In a new book,"Peripheral Vision: Detecting the Weak Signals That Will Make or Break Your Company ", author George Day and co-author Paul Schoemaker make the case for open minded management. Mr. Day sez most "...90% of CEO's act more like COO's" (more concerned with short term profits) than asking questions about the periphery or edge (read John Hagel - global process networks) of the business.
I find the idea compelling because it jibes with what we try to get across to managers with Ideascape (enterprise social networks). Businesses need a lightweight system to connect employees, partners, suppliers, and customers to ideas and information so that they can interact and make better decisions - faster.
If you're interested in this stuff, take a look at the cluetrain manifesto.
Anyway, Wharton has a podcast interview with Mr. Day. (reg req)

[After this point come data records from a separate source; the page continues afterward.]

PR #2202, opened 2015-11-06
BugFix: IP in template need as per Structure

kunalkushwaha:
Lint changes in SwarmCommandOptions chnaged `Ip` to `IP`.
It required change in template code also.

### DIFF
--- a/libmachine/provision/configure_swarm.go
+++ b/libmachine/provision/configure_swarm.go
@@ -107,7 +107,7 @@ manage \
 {{range .Env}} -e {{.}}{{end}} \
 --name swarm-agent \
 {{.SwarmImage}} \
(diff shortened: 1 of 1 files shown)


dgageot:
Good catch @kunalkushwaha LGTM. ping @docker/machine-maintainers

dmp42:
Nice catch.
Templates are evil.
@dgageot any similar pattern?

dgageot:
I'll check

nathanleclaire:
Templates are not evil (:smiling_imp:), but they _are_ the wrong fit for this usecase.  I would really like to move starting the swarm containers over to use https://github.com/samalba/dockerclient instead.

nathanleclaire:
That said, this PR LGTM and thanks for catching that @kunalkushwaha

Issue #2098, opened 2015-10-27
0.5.0rc3 upgrade doesn't use most logical/recent b2d ISO


pvnovarese:
I had docker toolbox 1.9 rc1 installed on my machine, and I used the included docker-machine to create some hosts.  This went as expected and the hosts were created using the b2d 1.9 rc1 ISO.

"In Wharton marketing professor George Day's world, the term "peripheral vision" means the ability of companies to detect, interpret and act on distant signals, whether a rumor heard about a new rival, a newspaper article about a new medical device, or the popularity of a blog started by a dissatisfied customer."
Funny thing about blogs. I read this morning, "The balance of power shifts from seller to buyer" by Stuart Lauchlan. Mr. Lauchlan, lmao, describes in detail his trouble trying to use his ATM card from Barclays Bank. He also has a link to a post about a new study on trends in the marketplace. Mr. Lauchlan, "...its basic premise that the balance of power has shifted from seller to buyer - but the sellers haven't woken up to this idea yet. As such a lot of companies are going to end up in a lot of trouble as buyers exert their new found power."
Interesting! Last year, Jeff Jarvis blogged about the problems he was having with Dell Computer's customer support. I wondered at the time (06-2006 - Dell trading at 41) what effect the Dell PR nightmare would have on stock price. Well, today the stock is trading at 24 (a 52 week low).
Update 5-13-06: From the The NY Times - "Dell's World Isn't What It Used to Be"
"Dell is indeed spending more on customer service, which is a reason earnings have been damped. It is hiring more people for call centers in the United States and Canada. "The time to answer the phone has been cut in half in the last month," said Joe Marengi, senior vice president for Dell's Americas business. Staff members are being trained to resolve complaints before they escalate. "The amount of escalations were going way too high. You can go out and see on the blogs what is happening."
The company, once known for great service, has faced a rash of mistreated customers to the point, analysts said, that the problem was becoming part of consumers' perception of Dell. The blogger Jeff Jarvis complained about his problems on his BuzzMachine site. In another case, Dell was said to have sold an expensive server to a woman who merely wanted a device to connect two PC's. Dell resolved Mr. Jarvis's complaint, but it was never clear that the woman with the server was ever given the right product, a router."